Defendant contends that pursuant to Priebe v. Nelson (2006) 39 Cal.4th 1112, as a “kennel operator,” Plaintiff assumed the risk of being bitten ad is barred by the veterinarians rule from suing under CCP ¶ 3342 (strict liability for dog bites).

In Priebe v. Nelson, the California Supreme Court held that the assumption of risk doctrine is a defense to the imposition of strict liability under the dog bite statute (Civil Code section 3342) if a kennel worker is bitten by a dog under the kennel’s care. The court recognized the dog bite statute generally imposes a duty of care on every dog owner to prevent his or her dog from biting persons while in a public place or while lawfully in a private place. However, the court saw nothing to suggest that the Legislature intended that this duty of care should apply in those situations in which the care, custody, and control of the dog has been entrusted to trained professionals in exchange for compensation, as is the case when a dog is left with a veterinarian or placed in a commercial kennel. (Priebe, supra, at 1128.) The court concluded that when kennel operators assume for the care and handling of a dog, they also assume the risk that the dog might bight someone. The kennel operator, rather than the dog’s absent owner, is the party in position to take precautions to ensure that the dog does not bite someone, including a kennel employee. (Priebe, supra, at 1128.)

Courts, however, have been reluctant to extend the veterinarian’s rule to situations where the defendant did not entrust his animal to plaintiff’s professional care and control. For example, the court in Davis v. Gashler (1992) 11 Cal.App.4th 1392, 1401, did not extend the veterinarian’s rule to an experienced dog breeder and handler who voluntarily stopped to assist with an injured dog that had been running loose. The court held plaintiff was not barred from recovery for injuries from the dog’s bite because she was not employed or otherwise compensated for helping injured dogs. Thus, the dog owner’s duties to control and vaccinate their dog were not relieved by the doctrine of assumption of the risk. Similarly, in Prays v. Parryman (1989) 213 Cal.App.3d 1133, , the court did not extend the rule to a commercial dog groomer who had not yet formally accepted defendant’s dog for grooming or entered into a contractual grooming agreement.
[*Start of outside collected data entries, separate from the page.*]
PR #4022, opened 2019-01-02
Makes Family Heirloom Free but you can get it again Modularized Edition

fluffe9911:
Bam


yogstation/code/datums/traits/negative.dm
```diff
@@ -0,0 +1,5 @@
+/datum/quirk/family_heirloom
+	name = "Family Heirloom"
+	desc = "You are the current owner of an heirloom, passed down for generations. You have to keep it safe!"
```
ThatLing: Why change name and desc?

fluffe9911: its the exact same I just didnt bother removing it one moment

PR #4047, opened 2019-01-04
Update mobs.dm

Amelia0010:

lol

#### Changelog

:cl:  
fix: you no longer start emitting miasma passively, you're gonna need to actually get dirty to do that
/:cl:


alexkar598 (changes requested):
Proper way is making another file and undef and defining it a second time for maximal modularisation.

ThatLing:
you dont even need to undef it

PR #4067, opened 2019-01-05
fix quiet round preference

GenericDM:
so basically fixes quiet round maybe not sure lets try any way.

#### Changelog

:cl:  
bugfix: fix quiet round
/:cl:


GenericDM:
thinking about it, this does nothing as is. nothing in antag objectives is looking for quiet round.

GenericDM:
I think this will work? Someone please tell me if it's wrong.

PR #4072, opened 2019-01-05
You can now fill fire extinguishers with any reagent!

fluffe9911:
🆑Fluffe9911 for porting Jujumatic for doing the actual work
add: You can now refill fire extinguishers with any reagent container!
/🆑


ghost:
this is a terrible idea

fund it

PR #4081, opened 2019-01-06
Changes last resort and armblade door opening message

Ludox235:
Last resort used to only be usable while alive, made so it's usable while unconscious or dead

Also when you used to force open a airlock with the armblade it used to say "We start forcing the armblade open" and "We force the armblade open" made so instead of armblade it says "airlock"

(inb4 maintainers become insane because I fucked up horribly somewhere)

:cl:  
tweak: Made "last resort" usable while dead and unconscious
spellcheck: Forcing open a airlock with the armblade no longer says "We start forcing the armblade open." and "We force open the armblade." and now says "We start forcing the airlock open." and "We force open the airlock."
/:cl:


thehighwayman:
were already insane

Moja10:
It's not modularized!!! Guess you are just fucking banned I suppose?

Ludox235:
> 
> 
> It's not modularized!!! Guess you are just fucking banned I suppose?

I wouldn't be surprised tbh I have no fucking idea what I am doing

ThatLing:
I don't like the last resort change

Ludox235:
> 
> 
> I don't like the last resort change

It's called last resort, pretty counter-productive to not being able to use it while unconscious or dead + In the end you're still a shitty headslug that dies in 3 hit from a mop

yogstation/code/modules/antagonists/changeling/powers/headcrab.dm
```diff
@@ -0,0 +1,44 @@
+/datum/action/changeling/headcrab
+	name = "Last Resort"
+	desc = "We sacrifice our current body in a moment of need, placing us in control of a vessel that can plant our likeness in a new host. Costs 20 chemicals."
+	helptext = "We will be placed in control of a small, fragile creature. We may attack a corpse like this to plant an egg which will slowly mature into a new form for us. Can be used while unconscious or dead."
+	button_icon_state = "last_resort"
+	chemical_cost = 20
+	dna_cost = 1
+	req_human = 1
+	req_stat = DEAD
```
Amelia0010: for the last resort change, you don't need to comment out the /tg/ part and you can just do the following in the yogs file:

```
/datum/action/changeling/headcrab
	req_stat = DEAD
```

easy modularization that changes as little as possible

PR #4122, opened 2019-01-08
random room icons now show up on the map

Amelia0010:

SEAMLESS 
image

Mostly did this for mapdiffbot, but I suppose it also helps mappers a bit?


Amelia0010:
and it uuh, excludes pipes for now, cause they don't work with fastdmm :)

Ktlwjec:
i love it

PR #4125, opened 2019-01-09
antag hud

GenericDM:
idk why but i felt like doing this

:cl:  
rscadd: add antag hud for ghosts
/:cl:


Moja10:
Brilliant idea to let everyone metagame with 100% certainty while they wait for their body to clone. I would like to think regular players don't get antaghud for a reason

GenericDM:
you have a very good point

GenericDM:
lmao this is what bad ideas do to you

PR #4134, opened 2019-01-11
add ckey to deadchat names

GenericDM:
this can probably be implemented better, should the ckey come before or after the character name?
:cl:  
rscadd: add ckey to deadchat name
/:cl:


Nickvr628:
I don't like it. If I want to reveal who I am I can do it in OOC after the round ends. Make it a toggleable setting so people can disable it if they want to.

GenericDM:
~~work in progress~~
finished

GenericDM:
oH FUCKINg GITHUB

GenericDM:
this is why you dont use multiple editors kids

GenericDM:
ok i fixed the git machine

GenericDM:
~~so as of right now it starts turned on, anyone know how to make it start off?~~
fixed

GenericDM (commented):
not sure if this is necessary, just did it because the looc PR did it

ShadowDeath6:
why?

ThatLing:
Why?

GenericDM:
why not
also other servers have them

code/modules/mob/say.dm
```diff
@@ -91,7 +91,7 @@
 		K = src.key
 
 	var/spanned = src.say_quote(message, get_spans())
-	var/rendered = "<span class='game deadsay'><span class='prefix'>DEAD:</span> <span class='name'>[name]</span>[alt_name] <span class='message'>[emoji_parse(spanned)]</span></span>"
+	var/rendered = "<span class='game deadsay'><span class='prefix'>DEAD:</span> <span class='name'>[(src.client.prefs.chat_toggles & GHOST_CKEY) ? "" : "([K]) "][name]</span>[alt_name] <span class='message'>[emoji_parse(spanned)]</span></span>"
```
Altoids1: Right now this would result in people's names being like ``(CuntDestroyer99) Bender Bending Rodriguez (died as Philip J. Fry)``, which is a fuckton to have to read every time the guy tries to complain in deadsay.

Also I would prefer if this was only something available to people with admin privileges; there's a lot of deadsay chatter that goes on that are basically people handling their own tickets. I'd rather people did not know the ckey of the guy they're grudging against, to help prevent metagrudging.

GenericDM: Do you mean that only staff members can show their ckey in deadchat, or that they are the only ones that can see the ckeys?

Amelia0010: @Altoids1

Amelia0010: @Altoids1 >:(

GenericDM: >I'd rather people did not know the ckey of the guy they're grudging against, to help prevent metagrudging.

Doesn't this being a toggle at least somewhat fix this?

Time-Green:
How am I supposed to threaten others if they know who I am?

PR #4137, opened 2019-01-11
Removes a ] and . in supplypod admin logs

Ktlwjec:
the "]" was annoying me and I don't think the "." is needed either


ThatLing:
This is gonna die as soon as another mirror comes in, but sure

PR #6029, opened 2019-06-22
Allow airlock cycles to be connected directly

Lostlarry:
adds variables to allow for connecting airlock_cycle using relative coordinates
adds helper to allow to set it up more easily
(/obj/effect/mapping_helpers/airlock/cyclelink_helper_target, it has dirx and diry values)
negative x is left
positive x is right
negative y is down
positive y is up

not working
link multiple airlock in maint on yogbox and yogsmeta


MegaEmpirical:
This sounds like it could fix the one in the bottom right of engineering.

PR #6037, opened 2019-06-23
Implant Breaker cost have been upped to 40 points

fluffe9911:
🆑
tweak: Sec now stands a slightly better chance against gangs
/🆑

### DIFF
--- a/yogstation/code/game/gamemodes/gangs/gang_items.dm
+++ b/yogstation/code/game/gamemodes/gangs/gang_items.dm
@@ -268,7 +268,7 @@
 /datum/gang_item/equipment/implant_breaker
 	name = "Implant Breaker"
 	id = "implant_breaker"
-	cost = 20
+	cost = 50
 	item_path = /obj/item/implanter/gang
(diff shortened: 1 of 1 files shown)


HomocidlePancakes:
I’d rather buy me an uzi and kill officers now instead of converting.

GuppyLaxx:
add a rule against that
rules fix everything

gar4:
I mean if you have them in a position to convert you can just as easily kill them. As homocidle said, if i have to spend 50 points to convert i would just as well buy and uzi and give them two bursts point blank to the head and even save a few seconds.

fluffe9911:
Ok I lowered it to 40 but if you still decide to buy the 60 point uzi and just shoot them to death instead then thats your feken choice ye jerk

HomocidlePancakes:
10 points is barely any diffrence. Still makes more sense to kill. Also (insert reasons why mindslave implant cost was lowered here).

SomeguyManperson:
Fluffe you f o o l gangs doesn't have a high enough winrate to warrant being nerfed

Codeatmos:
just remove implant breaker tbh,or not at all because "MUH GRAPHIC CHART SAYS GANG BALANCED"

fluffe9911:
Eh screw it

PR #6047, opened 2019-06-23
Airlock scan

Lostlarry:
checking airlock access requirement without disassembling it. you have to attempt to open the door before it works properly.

I'll continue work on this and PR when i'm sure what i want to do with it
:cl:  
rscadd: adds airlock scanner for looking at airlock access requirements
/:cl:


MegaEmpirical:
Resolves this: https://github.com/yogstation13/Yogstation-TG/issues/4584

MegaEmpirical:
Will this work on buttons and windoors too?

Lostlarry:
no its only airlocks but it could be modified to work on about anything

MegaEmpirical:
Doooo it.

Por favor.

(Then rename it to Access Scanner)

Bibby0110:
>show_accses
:)

Lostlarry:
you sure about that? you want to accidentally click a wall and see that it needs no access?

MegaEmpirical:
I meant more like add windoor and button support, but if it also does walls and shit, I'm fine with that. Means you won't have to update it to work on other things at least (should we think of something else or something get added).

Lostlarry:
well the thing is req_access and req_one_access which are the variables that i read and output are inherent to obj class. that means machinery, mechs, items turfs(so even space), structures (grilles and such). the problem is most of these don't use this feature at all so i'd have to remove the static somehow which would be messy af.
that's assuming i find a way to get the airlock scan file past travis. i may end up throwing it to airlock painter.

AsV9:
Fuckin fatfingered that

ThatLing:
@AsV9 meanie

MegaEmpirical:
You monsters.

PR #6051, opened 2019-06-23
Fixies a floor cluwne edge case and slightly buffs it

fluffe9911:
🆑
fix: Floor cluwnes will no longer flip out if you transform into something else while its grabbing you
tweak: Floor cluwnes will now emp the area around it while its grabbing something
/🆑


SomeguyManperson:
Epic

PR #6061, opened 2019-06-24
removes additional arm from nukie

ynot01:
this pr exists in case it's still a problem even after the nerf (that was recently fixed)

🆑
remove: Additional Arm has been removed from nuclear operatives' uplink
/🆑


Lynameep:
Buff something else to take its place then.

ynot01:
this is getting too controversial for a pr that i made as a backup plan

PR #6142, opened 2019-06-29
Toxins Update

Readystorm546:
After a large amount of time in toxins and playing it on other station i noticed that toxins on boxstation (YogStation) was missing an injector out into space. As such i decided to add one after a rigorous attempts to this from the help of Theos and DotLyna  who mapmerged for me i can present it all to you. I have switch around the bomb locker its now located in the bomb testing room with the black and yellow stripes around it. i got rid of one bomb locker as there was no room for it and one person is all there usually is in toxins anyways if someone decides to use it. the heater and freezer were moved where the lockers used to be with new designed on the floor to match. the out put to space was put where the freezer and heater used to be. I think this change will benefit all toxins players including my self. it has not been tested but i can say with 90% certainty that it will work.


nesisknesis:
yeah it didn't mapmerge correctly evident by the additions and deletions counter

also, images pls

PR #6162, opened 2019-06-29
Toxins mapping Update

Readystorm546:
This update re-does the toxins map area on the default map in order to add a input pipe leading to the outside. 

This map has been tested and i can confirm that it works.

Toxins Change


Altoids1:
\>Greentexts in commit descriptions

HomocidlePancakes:
Begone hugbox.

PR #6199, opened 2019-07-02
Particle accelerator emag update

Readystorm546:
So pretty much you go up to the control console of the PA and emag it. This sets the strength to +4. If someone is fast enough they can revert it but if your not quick enough this will most likely cause a loose goose. I also tested it everything works fine and on top of that i made new sprites to identify that this is a +4 PA.
I wanted to add this because theos once told me you could do this but he lied and so i made it happen.


AsV9:
Idea: good
sprite: bad

Readystorm546:
there is a reason im not a spriter

nesisknesis:
I can look into making a better sprite

Readystorm546:
Sure then you can add it or something i dont know how it works

Nickvr628:
Maybe if you had the outline pulse different brightnesses, as if the extra energy was making it glow and flash, it would be better.

Would not be that hard to do either.

PR #6207, opened 2019-07-03
Adds Tricorders

yacabo:
Adds tricorders to the game which can be researched in experimental engineering

The tricorder is a late shift scanner which is basically a bunch of scanners meshed into one being:
*Gas analyzer's turf and pipe gas scanning
*Multitool's wire pulsing and grid power usage checking
*Slime scanning
*An extremely gutted medical scanner that can only estimate, though this can be turned into a regular scanner with a built in var

All of it being context sensitive so there's no need to switch modes

🆑
rscadd: Tricorders have been added! They act as a mix of Gas Analyzer, Multitool, and whatever else Yacabo thought to add!
/🆑


Readystorm546:
Wow

DLCabbose:
Noice

PR #6217, opened 2019-07-03
One small step for me, one giant leap for dm code

DLCabbose:
I have decided to become the latest and greatest thing to happen to Yogstation development efforts. I could use some more coding practice and it's about time I tried something different language-wise. This is just a sample of what's to follow in order to tease and excite the senses.


Amelia0010 (changes requested):
why?

DLCabbose:
Most programming I've worked with before is pseudo-code and network automation/scripting. Figure this is a way to exercise the parts of my brain that can handle more object oriented bits.

Plus I won't try to make imaginary lava burn you

nesisknesis:
As a member of the community, I do not like to be fucked.

PR #6222, opened 2019-07-03
Increases the price of Australian Slime Mutator from 10 TC to 25 TC.

nesisknesis:
Same points from #6097 

Large grief potential with spiders. As well as this, it is comparable with romerol, perhaps even more destructive seeing as spiders have an easier time of laying eggs. 

As a 10 TC item, it is a no-brainer if a syndi took this every time they were a scientist as it gives them a huge advantage when causing chaos and bringing the station to its knees. Raising it to 25 TC will make it a larger investment for how powerful spiders are and require another uplink. In my opinion, it is also an item intended for traitors with hijack rather than the common folk with steal the ce's magboots.

#### Changelog

:cl:  Identification 
tweak: The price of the Australian Slime Mutator is now 25 TC rather than 10 TC. 
/:cl:


HomocidlePancakes:
Thats dumb. It's a hijack item, restrict it to such.

ynot01:
i dislike this because it's actually controllable. xeno sentients are forced to listen to your every command, and broodmothers can set directives for their offspring. it's never "out of control" unless you have players blatantly breaking rules.

Amelia0010 (changes requested):
maybe restrict it to hijack and glorious death instead?

ghost:
@ynot01 It isn't controllable in the slightest.

Broodmothers can set directives for their offspring, which other broodmothers can remove without being noticed. Also, NPC spiders will attack people indiscriminately regardless.

ynot01:
wait so this is intended for hijack traitors but is being made 25TC? how are they supposed to get it if they only start with 20TC? this makes it so only nukies and IAA could purchase this

nesisknesis:
forgot this existed. its put to the same level of romerol because its practically just as destructive. also 'restrict to hijack and glorious death' is not done for any other item that ive seen so why would this have that restriction

Amelia0010:
https://github.com/yogstation13/Yogstation-TG/blob/08462f1cf4e053d0d8d9254d66723f49cc3699c3/yogstation/code/modules/uplink/uplink_item.dm#L45 It's done for his grace and romerol https://github.com/yogstation13/Yogstation-TG/blob/08462f1cf4e053d0d8d9254d66723f49cc3699c3/yogstation/code/modules/uplink/uplink_item.dm#L29

Amelia0010 (approved):
someone else can make a PR to reduce the price if they're unhappy with this

PR #6238, opened 2019-07-04
Flimsy Cryptographic Sequencer

ynot01:
not having to use 8TC on something you would only use once

WARNING: IF YOU SMACK IT ON A WALL OR SOME SHIT THAT DOESNT GET EMAGGED ITLL STILL WEAR IT DOWN SO DONT BE RECKLESS

#### Changelog

:cl:  
rscadd: Adds Flimsy Cryptographic Sequencer to the syndicate uplink, a two-use emag that costs 3TC
/:cl:

### DIFF
--- a/yogstation/code/game/objects/items/cards_ids.dm
+++ b/yogstation/code/game/objects/items/cards_ids.dm
@@ -66,35 +66,6 @@
 /obj/item/card/id/captains_spare
 	icon_state = "id_gold"
 
-/obj/item/card/limitedemag
-	name = "flimsy cryptographic sequencer"
-	desc = "It's a card with a magnetic strip attached to some circuitry. It looks pretty fragile."
-	icon_state = "emag"
-	item_state = "card-id"
-	lefthand_file = 'icons/mob/inhands/equipment/idcards_lefthand.dmi'
-	righthand_file = 'icons/mob/inhands/equipment/idcards_righthand.dmi'
-	item_flags = NO_MAT_REDEMPTION | NOBLUDGEON
-	var/u = 2
-
-/obj/item/card/limitedemag/attack()
-	return
-
-/obj/item/card/limitedemag/afterattack(atom/target, mob/user, proximity)
-	. = ..()
-	var/atom/A = target
-	log_combat(user, A, "attempted to emag")
-	if (u == 0)
-		playsound(src.loc, "sparks", 50, 1)
-		return
-	if (u == 1)
-		u--
-		desc = "It's a card with a magnetic strip attached to some circuitry. It's broken."
-		A.emag_act(user)
-	if (u == 2)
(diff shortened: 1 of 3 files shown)


Nickvr628:
I like it

yogstation/code/game/objects/items/cards_ids.dm
```diff
@@ -66,6 +66,35 @@
 /obj/item/card/id/captains_spare
 	icon_state = "id_gold"
 
+/obj/item/card/limitedemag
+	name = "flimsy cryptographic sequencer"
```
Altoids1, line 70: Making this not parented to the emag type means changes in emags won't be reflected over to here automatically. Additionally, doing it this way makes it harder to have emags be capable of emagging limited emags, half-breaking https://github.com/yogstation13/Yogstation-TG/pull/1662.

Make this a subtype of ``/obj/item/card/emag``.

Altoids1 (changes requested):

Oakboscage:
See most of the time opening two doors is enough, so this is basically just an emag buff. If you want to magically open doors just spend the 8 TC, it's not expensive for what it is, even if you just need two doors.

yogstation/code/game/objects/items/cards_ids.dm
ynot01: the reason i de-parented it is because it conflicted with the emag's afterattack. i try my best to not fuck with tg's code (anymore) so my best solution was to make a new card

ynot01:
> See most of the time opening two doors is enough, so this is basically just an emag buff. If you want to magically open doors just spend the 8 TC, it's not expensive for what it is, even if you just need two doors.

actually if altoids goes through with his emag rework this won't even open airlocks

on top of that I disagree with "two doors being enough" since the emag has dozens of incredibly useful functionalities, this would add another option for someone who _doesn't need_ all of those functionalities.

yogstation/code/game/objects/items/cards_ids.dm
Putnam3145: Could just change the way it does the breaking so you could handle breaking logic after all the other afterattack logic.

ynot01: done

Altoids1 (approved):

MegaEmpirical:
Smacking a wall uses a use? Are you a mad man?

AsV9:
I'll pass, thanks.

AsV9:
Closed based on input in this PR.

Marmio64:
3 TC for two uses? HAHAHAHAHAHAHAHAHHAAHHA
no

how about 4 TC for a 7 use emag that doesn't use charges when it hits a wall or something.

Here, Plaintiff has demonstrated a triable issue of material fact as to whether Defendant entrusted the dog to Plaintiff’s professional care and control for compensation. Plaintiff proffers evidence that Auggie had seizures which made him disoriented and aggressive. (AMF 13.) He had previously nipped a few people. (AMF 17.) Defendant’s wife contacted Plaintiff and explained the problems they were having with Auggie. (AMF 18.) Arrangements were made for Plaintiff to bring Auggie to see her to determine whether Plaintiff would take Auggie back. (AMF 7, 18.) The intent of the visit was to see if Plaintiff would take Auggie back and there was no discussion about rendering treatment or care to Auggie. (AMF 7, 8.) The parties never entered into an agreement for Plaintiff to render treatment of care to Auggie. (AMF 6.) Plaintiff was not providing treatment of care for Auggie when she was bitten. (AMF 9.)

Given the triable issue of material fact, the motion for summary adjudication is DENIED.